I just finished this quilt this weekend, when I got the denim it was all the same shade, I washed it using different amounts of bleach to get the shades it is now.
bopeep


----------



## giraffe_baby (Oct 15, 2005)

The link didnt work


----------



## TxCloverAngel (Jun 20, 2005)

can ya post the link again? this one does not work.


----------



## TxCloverAngel (Jun 20, 2005)

Got it working.... just had to copy and paste dif parts of the link lol try this one...
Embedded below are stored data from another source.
PR #1804, opened 2017-12-31
Docs for multiple line plots.

dcherian:
As requested, I've added a section to the 1D plotting documentation.

I don't like the title. but couldn't think of a better one...

### DIFF
--- a/doc/plotting.rst
+++ b/doc/plotting.rst
@@ -174,14 +174,42 @@ entire figure (as for matplotlib's ``figsize`` argument).
 
 .. _not equivalent to matplotlib's: https://github.com/mwaskom/seaborn/issues/746
 
+
+Multiple lines showing variation along a dimension
+~~~~~~~~~~~~~~~~~~~~~~~~~~~~~~~~~~~~~~~~~~~~~~~~~~
+
+It is possible to make line plots of two-dimensional data by calling ``xarray.plot.line()`` with appropriate arguments. Consider the 3D variable ``air``
+
+.. ipython:: python
+
+    air
+
+We can use line plots to check the variation of air temperature at three different latitudes along a longitude line:
+
+.. ipython:: python
+
+    @savefig plotting_example_multiple_lines_x_kwarg.png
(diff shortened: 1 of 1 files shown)


doc/plotting.rst
```diff
@@ -174,14 +174,42 @@ entire figure (as for matplotlib's ``figsize`` argument).
...
 
+
+Multiple lines showing variation along a dimension
+~~~~~~~~~~~~~~~~~~~~~~~~~~~~~~~~~~~~~~~~~~~~~~~~~~
+
+It is possible to make line plots of two-dimensional data by calling ``xarray.plot.line()`` with appropriate arguments. Consider the 3D variable ``air``
+
+.. ipython:: python
+
+    air
```
shoyer: We use `air` as a running example on this page. I don't think we need to print it again here.

doc/plotting.rst
```diff
@@ -174,14 +174,42 @@ entire figure (as for matplotlib's ``figsize`` argument).
...
+It is required to explicitly specify either
+
+1. ``x``: the dimension to be used for the x-axis, or
+2. ``hue``: the dimension you want to represent by multiple lines.
+
+Thus, we can make the previous plot by specifying ``hue='lat'`` instead of ``x='time'``. If required, the automatic legend can be turned off using ``add_legend=False``.
+
+.. ipython:: python
+
+    @savefig plotting_example_multiple_lines_hue_kwarg.png
```
shoyer: I would omit this example. `add_legend=False` doesn't need an example to make it clear what it does, and plots take up lots of space in the docs.

dcherian: It also illustrates hue, but we could just leave that as a text description.

Is there eat you would prefer?

shoyer: I'm OK with it in the text description.

fmaussion:
Ups, I realized that was a bit fast of a merge. I hope everyone agrees.

Thanks @dcherian !

fmaussion:
See it rendered [here](http://xarray.pydata.org/en/latest/plotting.html#multiple-lines-showing-variation-along-a-dimension)

PR #1808, opened 2018-01-03
Add gallery example for multiple lines plot

fmaussion:
Extends https://github.com/pydata/xarray/pull/1804 by adding some usage examples to the gallery.

Here is how the plot looks like:

sphx_glr_plot_lines_from_2d_001

cc @dcherian and @shoyer


dcherian:
lgtm. thanks.

PR #1811, opened 2018-01-07
WIP: Compute==False for to_zarr and to_netcdf

### LINKED ISSUE #1784: Add compute=False keywords to `to_foo` functions
When working with @jhamman profiling the `to_zarr` method on large datasets I wanted the ability to run through the `to_zarr` setup code, but avoid waiting on the dask computation to finish.  In many functions in Dask proper our `to_foo` methods have a `compute=False` keyword that returns a `dask.delayed` object on which people can call `compute` later if desired.

cc @jhamman @rabernat @jakirkham (who has been looking at similar questions within `dask.array.Array.store`)

jhamman:
review of this can wait until after #1800 is merged. 

 - [x] Closes #1784

cc @mrocklin


xarray/backends/api.py
```diff
@@ -743,19 +748,23 @@ def save_mfdataset(datasets, paths, mode='w', format=None, groups=None,
...
+    stores = [to_netcdf(ds, path, mode, format, group, engine, writer,
+                        compute=compute)
               for ds, path, group in zip(datasets, paths, groups)]
+
     try:
-        writer.sync()
+        delayed = writer.sync(compute=compute)
         for store in stores:
-            store.sync()
+            store.sync(compute=compute)
```
jhamman: I'm not sure why/if we need this sync line here. My understanding is that syncing the writer should be enough here.

xarray/backends/common.py
```diff
@@ -264,19 +264,22 @@ def add(self, source, target):
         else:
             target[...] = source
 
-    def sync(self):
+    def sync(self, compute=True):
         if self.sources:
             import dask.array as da
-            da.store(self.sources, self.targets, lock=self.lock)
+            delayed = da.store(self.sources, self.targets, lock=self.lock,
+                               compute=compute, flush=True)
```
rabernat: I guess this is where the magic happens. You are just exposing `dask.array.store(... compute=False)` as an option from xarray.

xarray/backends/h5netcdf_.py
```diff
@@ -183,10 +183,11 @@ def prepare_variable(self, name, variable, check_encoding=False,
 
         return target, variable.data
 
-    def sync(self):
+    def sync(self, compute=True):
         with self.ensure_open(autoclose=True):
-            super(H5NetCDFStore, self).sync()
+            super(H5NetCDFStore, self).sync(compute=compute)
             self.ds.sync()
+        return
```
rabernat: This sync logic feels repetitive across the different backend classes. Maybe there is a way to refactor a bit to avoid redundancy.

jhamman: I totally agree. I'd like to get this to work for h5netcdf before I embark on a refactor though.

xarray/backends/api.py
```diff
@@ -664,9 +665,12 @@ def to_netcdf(dataset, path_or_file=None, mode='w', format=None, group=None,
     if not sync:
         return store
```
shoyer: If you look above, we only set `sync = None` if a writer is provided explicitly, which is only used for `open_mfdataset`. This return value should probably be eliminated -- instead we could always return a delayed object for open_mfdataset.

xarray/backends/api.py
shoyer: Sometimes you need to sync a backend object to actually save data to disk. Synchronizing the writer only saves data to the backend's arrays, but that data is sometimes queued up before writing (e.g., with scipy, which only writes full netCDF files).

xarray/backends/h5netcdf_.py
shoyer: an empty `return` is a pointless if it's the last nice of a function -- you should remove these.

shoyer:
One potential issue here is the lack of clean-up (which may be unnecessary if `autoclose=True`). You want to construct a single dask graph with a structure like the following:
- Tasks for writing all array data (i.e., from `ArrayWriter`).
- Tasks for calling sync() and close() on each datastore object. These should depend on the appropriate writing tasks.
- A single tasks that depends on writing all datastores. This is what the delayed object returned by `save_mfdataset` should return.

shoyer:
To elaborate a little bit on my last comment (which I submitted very quickly when my bus was arriving), the way to make dependent tasks with dask.delayed is to add dummy function arguments, e.g.,
```python
def finalize_store(store, write):
    del write  # unused
    store.sync()
    store.close()

write = dask.array.store(..., compute=False)
write_and_close = dask.delayed(finalize_store)(store, write)
write_and_close.compute()  # writes and syncs
```

Potentially some of this logic could get moved into `ArrayWriter.sync()`

xarray/backends/api.py
jhamman: @shoyer - did you mean `save_mfdataset` instead of `open_mfdataset`?

shoyer: Yes, my mistake.

jhamman:
@shoyer - I did my best to implement the finalize store concept you've described above. This all seems to work nicely except for `h5netcdf`. During the store operation, `h5netcdf` is raising the following error:

```Python
self = <h5netcdf.core._LazyObjectLookup object at 0x122d8b748>, key = 'foo'

    def __getitem__(self, key):
>       if self._objects[key] is not None:
E       KeyError: 'foo'
```

xarray/backends/api.py
```diff
@@ -743,19 +763,26 @@ def save_mfdataset(datasets, paths, mode='w', format=None, groups=None,
...
               for ds, path, group in zip(datasets, paths, groups)]
+
     try:
-        writer.sync()
+        delayed = writer.sync(compute=compute)
+        if not compute:
+            import dask
+            # or should this return an iterable of delayed objects
+            # (one for each store)
+            return dask.delayed(_finalize_stores)(stores, delayed)
```
jhamman: I'm open to ideas from folks on this one. Do we want to return a list of delayed objects or a single delayed object when using this option with `save_mfdataset`?

xarray/backends/api.py
```diff
@@ -743,19 +763,26 @@ def save_mfdataset(datasets, paths, mode='w', format=None, groups=None,
...
         for store in stores:
-            store.sync()
+            store.sync(compute)
```
jhamman: I don't think this `compute` needs to be here anymore. (note to self)

rsignell-usgs:
@jhamman , I'm trying to test `compute=False` out this code:
```python
# Write National Water Model data to Zarr

import pandas as pd
import xarray as xr
import s3fs
import zarr

if __name__ == '__main__':

    client = Client()

    root = '/projects/water/nwm/data/forcing_short_range/'                      # Local Files
#   root = 'http://tds.renci.org:8080/thredds/dodsC/nwm/forcing_short_range/'   # OPenDAP


    bucket_endpoint='https://s3.us-west-1.amazonaws.com/'
#   bucket_endpoint='https://iu.jetstream-cloud.org:8080'

    f_zarr = 'rsignell/nwm/test_week'

    dates = pd.date_range(start='2018-04-01T00:00', end='2018-04-07T23:00', freq='H')
    urls = ['{}{}/nwm.t{}z.short_range.forcing.f001.conus.nc'.format(root,a.strftime('%Y%m%d'),a.strftime('%H')) for a in dates]

    ds = xr.open_mfdataset(urls, concat_dim='time', lock=True)
    ds = ds.drop(['ProjectionCoordinateSystem'])

    fs = s3fs.S3FileSystem(anon=False, client_kwargs=dict(endpoint_url=bucket_endpoint))
    d = s3fs.S3Map(f_zarr, s3=fs)

    compressor = zarr.Blosc(cname='zstd', clevel=3, shuffle=2)
    encoding = {vname: {'compressor': compressor} for vname in ds.data_vars}

    delayed_store = ds.to_zarr(store=d, mode='w', encoding=encoding, compute=False)
    persist_store = delayed_store.persist(retries=100)
```
and after 20 seconds or so, the process dies with this error:

```python-traceback
home/rsignell/my-conda-envs/zarr/lib/python3.6/site-packages/distributed/worker.py:742: UserWarning: Large object of size 1.23 MB detected in task graph:
  (<xarray.backends.zarr.ZarrStore object at 0x7fb49 ... deedecefab224')
Consider scattering large objects ahead of time
with client.scatter to reduce scheduler burden and
keep data on workers

    future = client.submit(func, big_data)    # bad

    big_future = client.scatter(big_data)     # good
    future = client.submit(func, big_future)  # good
  % (format_bytes(len(b)), s))
```
How should I modify my code?

jhamman:
@rsignell-usgs - can you repeat this example with a single threaded scheduler. It will be slow but it should work (or return a more informative error).

rsignell-usgs:
@jhamman, I tried the same code with a single-threaded scheduler:
```python
    ...
    delayed_store = ds.to_zarr(store=d, mode='w', encoding=encoding, compute=False)
    persist_store = delayed_store.persist(retries=100, get=dask.local.get_sync)
```
and it ran to completion with no errors.   What should I try next?

jhamman:
@rsignell-usgs - This is going to require some debugging on your part but here are a few suggestions:

- try smaller chunksize
- use a LocalCluster before using the KubeCluster
- turn up dask's logging level for the scheduler/workers

> and after 20 seconds or so, the process dies with this error:

looking above, I don't see any error. Your goal in the next step should be to find the error. If workers are dying, they should report that in the worker logs. If your cluster is dying, that should be reported in the notebook.

rsignell-usgs:
I was just using `client = Client()`.   Should I be using `LocalCluster` instead?

jhamman:
I see you were already using the LocalCluster (Client). Disregard my comment on switching clusters. I seem to be getting my Github issues mixed up. 

It may be good to take this offline to one of the pangeo/zarr/dask/xarray issues (there are a few).

doc/whats-new.rst
```diff
@@ -36,6 +36,11 @@ Enhancements
 
 - Support writing lists of strings as netCDF attributes (:issue:`2044`).
```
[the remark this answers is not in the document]
jhamman: No. This is just showing the two lines above where the diff takes place.

xarray/backends/api.py
```diff
@@ -764,10 +776,17 @@ def save_mfdataset(datasets, paths, mode='w', format=None, groups=None,
...
               for ds, path, group in zip(datasets, paths, groups)]
+
     try:
-        writer.sync()
+        delayed = writer.sync(compute=compute)
+        if not compute:
+            import dask
+            # or should this return an iterable of delayed objects
+            # (one for each store)
+            return dask.delayed(_finalize_stores)(delayed, *stores)
```
shoyer: Thinking about this a little more, this is a sub-optimal way to setup the task graph for dask:
- Currently, you have: all write tasks -> close all files -> done
- Rather, we should have: set of all {write one file -> close the file}  -> done

The later is far less likely to run into issues with too many open files, because it closes each file immediately when it's done writing.

To do this, I think we should setup `to_netcdf()` to return delayed objects rather than stores if `compute=False`, in which case we can simply collect them all together in this result task.

We might also make dask required for `save_mfdataset` since it really is entirely useless otherwise and that would let us simplify this logic (e.g., to get ride of the `Writer` class).

jhamman: @shoyer - I think this is a good idea. However, I'm at a loss as to how to implement it. Should we just call `_finalize_store` in `to_netcdf` or should that happen after `writer.sync(compute=compute)` is called?

jhamman:
@shoyer I'm getting a [test failure](https://travis-ci.org/pydata/xarray/jobs/378274606#L5269-L5326) in the h5netcdf backend that seems unrelated. Do you know if something has changed in the string handling of h5netcdf recently?

jhamman:
@shoyer / @mrocklin - I think this is ready for another review. Since I asked for reviews last, I have: 

- reworked the task graph to write one file / close one file rather than write all / close all. 
- moved the tests to the `TestDask` class which seemed more appropriate.

xarray/backends/api.py
```diff
@@ -144,6 +144,12 @@ def _get_lock(engine, scheduler, format, path_or_file):
     return lock
 
 
+def _finalize_store(write, store):
+    del write
```
shoyer: add a comment, e.g., `# ensure writing is done first`

doc/dask.rst
```diff
@@ -100,6 +100,20 @@ Once you've manipulated a dask array, you can still write a dataset too big to
...
+
+By setting the ``compute`` argument to ``False``, :py:meth:`~xarray.Dataset.to_netcdf`
+will return a dask delayed object that can be computed later.
+
+.. ipython:: python
+
+    from dask.diagnostics import ProgressBar
+    delayed_obj = ds.to_netcdf('manipulated-example-data.nc', compute=False)
+    with ProgressBar():
+        results = delayed_obj.compute()
```
mrocklin: Note that this example will not provide a progress bar if they are using the distributed scheduler.

xarray/backends/common.py
mrocklin: @jakirkham has been working on `da.store` a bit recently.  He may have thoughts here.

xarray/backends/common.py
```diff
@@ -264,19 +264,22 @@ def add(self, source, target):
...
             self.sources = []
             self.targets = []
+            return delayed
```
mrocklin: It may be wise to use another term here to avoid confusion with the `dask.delayed` function itself.

shoyer:
> Yes, just tried again. I'm open to ideas but would also like to move this issue along first, if possible.

Sounds good, let's go ahead and merge this!

shoyer:
(assuming tests pass)

xarray/backends/common.py
jakirkham: Not sure that `flush` does anything actually. Generic `**kwargs` get forwarded onto `compute`/`persist` depending. 

FWIW my typical usage is `compute=True, return_stored=True`. This is pretty nice as one gets back a Dask Array with the ability to load in data that has been stored to disk. Pretty nice for inspecting the result as it computes. Can also be tossed into a Dask progress bar to get details about how much has completed.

http://i187.photobucket.com/albums/x129/gran-gran/Quilts016.jpg

Looks great!!


----------



## bopeep (Apr 2, 2007)

Thanks TxCloverAngel, I did finally get it to work.
bopeep


----------



## CJ (May 10, 2002)

How cute, you bleached all that? Wow!


----------



## Maura (Jun 6, 2004)

Looks very cozy!


----------



## tallpines (Apr 9, 2003)

Did you start with blue jean denim?
How did it turn to that pretty rust color, rather than bleached out blue?


----------



## bopeep (Apr 2, 2007)

Thanks Again, I started out with the darker of the rust color, washed part of it with no bleach, then as I said bleached the rest. I found it at Walmart on the $1.00 table. I bought 10 yards of it, so I have plenty of it, so I can play some more.
bopeep


----------



## AngieM2 (May 10, 2002)

thanks for explaining bopeep, I was expecting blue also.

It really is pretty.

Angie


----------



## Liese (Dec 12, 2005)

You inspired me to look into rag quilts and now I've got a few of questions if you don't mind: did you use a batting? have some corduroy and was thinking about using that and wool for the back fabric...anythoughts on that? some of the sites suggest washing these at the laundrymat instead of the home machine, has lint been a problem? if selling do you think these are better left lap size or go to twin bed for kids? Thanks


----------



## bopeep (Apr 2, 2007)

Thanks Liese, no I didn't use batting, I don't really think you need it in this quilt. I think your idea about corduroy and wool would work good. I did wash my quilt at home, but suggest going to the laundrymat, because they really do have a lot of lint. I think lap quilts would be a good size to sell. With all the clipping you have to do you might look into buying a set of rag quilt clippers, I have a set made by Fiskars that I got from Jo-anns, I just love them. If you would like check out the link below, it will tell you how to make the quilt.
Thanks,
bopeep
http://www.gloryquilts.com/patterns/denim.htm


----------



## COSunflower (Dec 4, 2006)

Thanks for the link BoPeep! I have a big stack of old denims and hated to throw them out. I'm going to use them for a quilt! Thanks!!!


----------



## Liese (Dec 12, 2005)

That was a very helpful link. Why aren't people using pinking shears to start the ragged edge process? Maybe not deep enough, hmm. I am cutting out my denim squares from recycled denim dress material that isn't as heavy as jeans. Only another 30 some squares to go!


----------



## sancraft (Jun 7, 2002)

That's really nice. I'm sure that'll be one comfy quilt when winter sets in.


----------